DESCRIPTION OF THE TASK
The required response is the number of lines in the entries that include the word "configuration", with nothing added.

──────── DATA FOR REVIEW ────────

PR #3778, opened 2025-07-09
Add configuration option to pin the RMT driver in RAM

cmumford:
Allow the RMT driver to be pinned in RAM. Doing so avoids a costly load from flash as using the RMT peripheral is often a very time senstive operation.

Controlled by the `ESP_HAL_CONFIG_PLACE_RMT_DRIVER_IN_RAM` environment variable.

This implementation was modeled after `ESP_HAL_CONFIG_PLACE_SPI_MASTER_DRIVER_IN_RAM`. Functions that are only called at init/configuration time were intentionally not pinned in RAM.

### Submission Checklist 📝

#### Extra:

#### Description

Pin all non setup/config time RMT functions in RAM. This is gated by the
`ESP_HAL_CONFIG_PLACE_RMT_DRIVER_IN_RAM` configuration option which defaults
to `false`.

#### Testing
This change was tested on an ESP32-S3 and the ESP32-C6. Both sync and async were built
and run as well as debug and release builds. The test programs were the two
[esp-hal-smartled examples](https://github.com/esp-rs/esp-hal-community/tree/main/esp-hal-smartled/examples).

In addition to running the program sections were examed with readelf.

`ESP_HAL_CONFIG_PLACE_RMT_DRIVER_IN_RAM=true`:
```
xtensa-esp32-elf-readelf -S target/xtensa-esp32s3-none-elf/release/matrix
There are 34 section headers, starting at offset 0x10e2ec:

Section Headers:
  [Nr] Name              Type            Addr     Off    Size   ES Flg Lk Inf Al
  [ 0]                   NULL            00000000 000000 000000 00      0   0  0
  [ 1] .rwtext           PROGBITS        40378400 008400 0016d0 00  AX  0   0  4
  [ 2] .rwtext.wifi      PROGBITS        40379ad0 01f85f 000000 00   W  0   0  1
  [ 3] .rwdata_dummy     NOBITS          3fc88000 005000 001ad0 00  WA  0   0  4
  [ 4] .data             PROGBITS        3fc89ad0 006ad0 000c0c 00  WA  0   0  8
  [ 5] .data.wifi        PROGBITS        3fc8a6dc 01f85f 000000 00  WA  0   0  1
  ...
```

`ESP_HAL_CONFIG_PLACE_RMT_DRIVER_IN_RAM=false`:
```
xtensa-esp32-elf-readelf -S target/xtensa-esp32s3-none-elf/release/matrix
There are 34 section headers, starting at offset 0x10d42c:

Section Headers:
  [Nr] Name              Type            Addr     Off    Size   ES Flg Lk Inf Al
  [ 0]                   NULL            00000000 000000 000000 00      0   0  0
  [ 1] .rwtext           PROGBITS        40378400 008400 001330 00  AX  0   0  4
  [ 2] .rwtext.wifi      PROGBITS        40379730 01f9d3 000000 00   W  0   0  1
  [ 3] .rwdata_dummy     NOBITS          3fc88000 005000 001730 00  WA  0   0  4
  [ 4] .data             PROGBITS        3fc89730 006730 000c0c 00  WA  0   0  8
  [ 5] .data.wifi        PROGBITS        3fc8a33c 01f9d3 000000 00  WA  0   0  1
  ...
```

The RAM pinned output has a larger `.rwtext` section size: 16d0 vs 1330.

**NOTE**: This code was not in the `.iram0.text` section as expected, so I'm not
sure it is really in IRAM. I compared this with another program, which does SPI stuff,
with `ESP_HAL_CONFIG_PLACE_SPI_MASTER_DRIVER_IN_RAM` and that also has no `.iram0.text`
section.

### DIFF
--- a/esp-config/README.md
+++ b/esp-config/README.md
@@ -24,7 +24,6 @@ The possible configuration values are output as a markdown table in the crates `
 
 | Name                                | Description                                         | Default value |
 | ----------------------------------- | --------------------------------------------------- | ------------- |
-| **ESP_HAL_PLACE_RMT_DRIVER_IN_RAM** | Places the RMT driver in RAM for better performance | false         |
 | **ESP_HAL_PLACE_SPI_DRIVER_IN_RAM** | Places the SPI driver in RAM for better performance | false         |
 
 ### Setting configuration options
--- a/esp-config/README.md
+++ b/esp-config/README.md
@@ -24,6 +24,7 @@ The possible configuration values are output as a markdown table in the crates `
 
 | Name                                | Description                                         | Default value |
 | ----------------------------------- | --------------------------------------------------- | ------------- |
+| **ESP_HAL_PLACE_RMT_DRIVER_IN_RAM** | Places the RMT driver in RAM for better performance | false         |
 | **ESP_HAL_PLACE_SPI_DRIVER_IN_RAM** | Places the SPI driver in RAM for better performance | false         |
 
 ### Setting configuration options
--- a/esp-hal/src/rmt.rs
+++ b/esp-hal/src/rmt.rs
@@ -226,6 +226,8 @@ use core::{
 
 use enumset::{EnumSet, EnumSetType};
 use portable_atomic::{AtomicU8, Ordering};
+#[cfg(place_rmt_driver_in_ram)]
+use procmacros::ram;
 
 use crate::{
     Async,
@@ -434,6 +436,7 @@ where
 }
 
 impl<Dir: Direction> DynChannelAccess<Dir> {
+    #[cfg_attr(place_rmt_driver_in_ram, ram)]
     unsafe fn conjure(channel: u8) -> Self {
         Self {
             channel,
@@ -445,6 +448,7 @@ impl<Dir: Direction> DynChannelAccess<Dir> {
 impl<const CHANNEL: u8> RawChannelAccess for ConstChannelAccess<Tx, CHANNEL> {
     type Dir = Tx;
 
+    #[cfg_attr(place_rmt_driver_in_ram, ram)]
     fn channel(&self) -> u8 {
         CHANNEL
     }
@@ -927,6 +931,7 @@ where
     Dm: crate::DriverMode,
     Raw: ChannelInternal,
 {
+    #[cfg_attr(place_rmt_driver_in_ram, ram)]
     fn drop(&mut self) {
         let memsize = self.raw.memsize();
 
@@ -1016,6 +1021,7 @@ where
     Raw: TxChannelInternal,
 {
     /// Wait for the transaction to complete
+    #[cfg_attr(place_rmt_driver_in_ram, ram)]
     pub fn wait(mut self) -> Result<Channel<Blocking, Raw>, (Error, Channel<Blocking, Raw>)> {
         let raw = self.channel.raw;
         let memsize = raw.memsize().codes();
@@ -1081,6 +1087,7 @@ pub struct ContinuousTxTransaction<Raw: TxChannelInternal> {
 
 impl<Raw: TxChannelInternal> ContinuousTxTransaction<Raw> {
     /// Stop transaction when the current iteration ends.
+    #[cfg_attr(place_rmt_driver_in_ram, ram)]
     pub fn stop_next(self) -> Result<Channel<Blocking, Raw>, (Error, Channel<Blocking, Raw>)> {
         let raw = self.channel.raw;
 
@@ -1101,6 +1108,7 @@ impl<Raw: TxChannelInternal> ContinuousTxTransaction<Raw> {
     }
 
     /// Stop transaction as soon as possible.
+    #[cfg_attr(place_rmt_driver_in_ram, ram)]
     pub fn stop(self) -> Result<Channel<Blocking, Raw>, (Error, Channel<Blocking, Raw>)> {
         let raw = self.channel.raw;
 
@@ -1175,6 +1183,7 @@ impl<Dm: crate::DriverMode, const CHANNEL: u8> ChannelCreator<Dm, CHANNEL> {
     ///
     /// Circumvents HAL ownership and safety guarantees and allows creating
     /// multiple handles to the same peripheral structure.
+    #[cfg_attr(place_rmt_driver_in_ram, ram)]
     pub unsafe fn steal() -> ChannelCreator<Dm, CHANNEL> {
         ChannelCreator {
             _mode: PhantomData,
@@ -1275,6 +1284,7 @@ where
 {
     type Raw = Raw;
 
+    #[cfg_attr(place_rmt_driver_in_ram, ram)]
     fn transmit(self, data: &[u32]) -> Result<SingleShotTxTransaction<'_, Raw>, Error> {
         let index = self.raw.start_send(data, false, 0)?;
         Ok(SingleShotTxTransaction {
@@ -1285,10 +1295,12 @@ where
         })
     }
 
+    #[cfg_attr(place_rmt_driver_in_ram, ram)]
     fn transmit_continuously(self, data: &[u32]) -> Result<ContinuousTxTransaction<Raw>, Error> {
         self.transmit_continuously_with_loopcount(0, data)
     }
 
+    #[cfg_attr(place_rmt_driver_in_ram, ram)]
     fn transmit_continuously_with_loopcount(
         self,
         loopcount: u16,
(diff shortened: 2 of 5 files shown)


esp-config/README.md
```diff
@@ -24,6 +24,7 @@ The possible configuration values are output as a markdown table in the crates `
 
 | Name                                | Description                                         | Default value |
 | ----------------------------------- | --------------------------------------------------- | ------------- |
+| **ESP_HAL_PLACE_RMT_DRIVER_IN_RAM** | Places the RMT driver in RAM for better performance | false         |
```
MabezDev: No need to update this, its just an example

esp-hal/src/rmt.rs
```diff
@@ -1414,6 +1429,7 @@ impl<Raw> TxChannelAsync for Channel<Async, Raw>
 where
     Raw: TxChannelInternal,
 {
+    #[cfg_attr(place_rmt_driver_in_ram, ram)]
```
Dominaezzz, line 1431: Does this actually work on like expected on `async` functions? It's possible that only the function that returns the future is in ram and the `Future::poll` won't ne in ram.

cmumford: It's my understanding that `#[cfg_attr(place_rmt_driver_in_ram, ram)]` will only guarantee that that annotated function is in RAM. `Future::poll` is also pinned in RAM lower in the file. However, the `Future` implementation in Rust may not be pinned in RAM, so there may be a fetch from flash as part of the `.await` call, etc.

esp-hal/src/rmt.rs
```diff
@@ -434,6 +436,7 @@ where
 }
 
 impl<Dir: Direction> DynChannelAccess<Dir> {
+    #[cfg_attr(place_rmt_driver_in_ram, ram)]
```
MabezDev: I think these simple functions, should probably just have `#[inline]` sprinkled.

esp-config/README.md
cmumford: That makes sense, but I [failed a check](https://github.com/esp-rs/esp-hal/actions/runs/16169365394/job/45638793960?pr=3778) in the first revision of this PR. Shall I revert this change and ignore the check results? Or can I somehow flag it to be ignored?

esp-hal/src/rmt.rs
cmumford: I'm happy to remove that. However, the way we use inline `#[inline]` is only a suggestion that rustc can ignore. Also, the LLVM based rustc (which esp32 is) will auto-inline when optimizing. I've always read that it is best to let the compiler decide when to inline, but I'm new to Rust. LMK if you still want me to inline these simple one-liners and I'll do so.

esp-config/README.md
cmumford: oops - ignore my reply. Removed.

esp-hal/src/rmt.rs
bjoernQ: To chime in here: In my experience `inline` is a quite strong suggestion and is usually respected by the LLVM code-gen backend so it might be good to include them. If heuristics lead to not following our suggestion we can't do much about that but at least having `inline` in code illustrates the intention.

If you want to make sure what really happens you can always disassemble the resulting binary and check it manually. There might be switch-tables and anonymous symbols located in flash (which you have very limited control over)

wisp3rwind: This should definitely rather be `#[inline]`, that's what I expected to happen anyway when designing this code: It should compile to a no-op.

esp-hal/src/rmt.rs
```diff
@@ -445,6 +448,7 @@ impl<Dir: Direction> DynChannelAccess<Dir> {
 impl<const CHANNEL: u8> RawChannelAccess for ConstChannelAccess<Tx, CHANNEL> {
     type Dir = Tx;
 
+    #[cfg_attr(place_rmt_driver_in_ram, ram)]
     fn channel(&self) -> u8 {
         CHANNEL
     }
```
wisp3rwind, line 454: Same as above regarding `#[inline]`.

esp-hal/src/rmt.rs
```diff
@@ -927,6 +931,7 @@ where
     Dm: crate::DriverMode,
     Raw: ChannelInternal,
 {
+    #[cfg_attr(place_rmt_driver_in_ram, ram)]
```
wisp3rwind: Not sure about this one: This is _not_ on the time-critical path (not called during transactions, and if transactions should happen as quickly as possible one after another, the channel should be re-used rather than dropped), might not be worth forcing this to RAM.

esp-hal/src/rmt.rs
```diff
@@ -1175,6 +1183,7 @@ impl<Dm: crate::DriverMode, const CHANNEL: u8> ChannelCreator<Dm, CHANNEL> {
     ///
     /// Circumvents HAL ownership and safety guarantees and allows creating
     /// multiple handles to the same peripheral structure.
+    #[cfg_attr(place_rmt_driver_in_ram, ram)]
```
wisp3rwind: See the `#[inline]` discussion above.

esp-hal/src/rmt.rs
wisp3rwind: > It's my understanding that `#[cfg_attr(place_rmt_driver_in_ram, ram)]` will only guarantee that that annotated function is in RAM. `Future::poll` is also pinned in RAM lower in the file. However, the `Future` implementation in Rust may not be pinned in RAM, so there may be a fetch from flash as part of the `.await` call, etc.

That's also how I'd expect this to behave: Pinning the driver code (including `RmtTxFuture.poll()` to RAM is necesarry, but not sufficient, since the user code wrapping this future would also need to be in RAM.

esp-hal/src/rmt.rs
```diff
@@ -1602,6 +1620,7 @@ pub trait TxChannelInternal: ChannelInternal {
 
     fn is_tx_loopcount_interrupt_set(&self) -> bool;
 
+    #[cfg_attr(place_rmt_driver_in_ram, ram)]
```
wisp3rwind: This is also expected to be inlined, might be worth forcing `#[inline]` instead.

esp-hal/src/rmt.rs
```diff
@@ -1755,6 +1776,7 @@ mod chip_specific {
     }
 
     #[allow(unused)]
+    #[cfg_attr(place_rmt_driver_in_ram, ram)]
```
wisp3rwind: Here and below: All of the low-level methods are expected to be inlined, irrespective of whether the driver is in RAM. Might be better to unconditionally enforce inlining instead.

wisp3rwind: > Here and below: All of the low-level methods are expected to be inlined, irrespective of whether the driver is in RAM. Might be better to unconditionally enforce inlining instead.

esp-hal/src/rmt.rs
wisp3rwind: > I'm happy to remove that. However, the way we use inline `#[inline]` is only a suggestion that rustc can ignore. Also, the LLVM based rustc (which esp32 is) will auto-inline when optimizing. I've always read that it is best to let the compiler decide when to inline, but I'm new to Rust. LMK if you still want me to inline these simple one-liners and I'll do so.

Note that there's also `#[inline(always)]` to make the suggestion to inline even stronger.

wisp3rwind: > I've always read that it is best to let the compiler decide when to inline

This might be a good idea in general, but for the small low-level leaf functions here, it's pretty clear that they should be inlined in all cases: They tend to compile to very few (0-5 maybe?) instructions when optimized (load, mask, store or similar), which is similar to what is required to set up a function call. Additionally, there are bounds checks via the PAC crates, which the compiler can de-duplicate (e.g. in `transmit()`) when inlining. (Note that there's some work in #3509 that completely removes bounds checks in a safe way.)

esp-hal/src/rmt.rs
cmumford: So were you just seeking some clarity, or are you suggesting that async functions shouldn't be pin-able because it won't be pinning all the code required to avoid a load from flash?

esp-hal/src/rmt.rs
cmumford: I switched a bunch to `#[inline]` in the latest patch.

esp-hal/src/rmt.rs
cmumford: done.

esp-hal/src/rmt.rs
cmumford: Removed.

esp-hal/src/rmt.rs
cmumford: Switched to `#[inline]`

esp-hal/src/rmt.rs
cmumford: Done.

esp-hal/src/rmt.rs
cmumford: Done.

MabezDev:
> .iram0.text

Comes from esp-idf linker, we use `.rwtext` for our section name, so don't worry that `.iram0.text` doesn't exist.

────────

SOLVED PROBLEM
8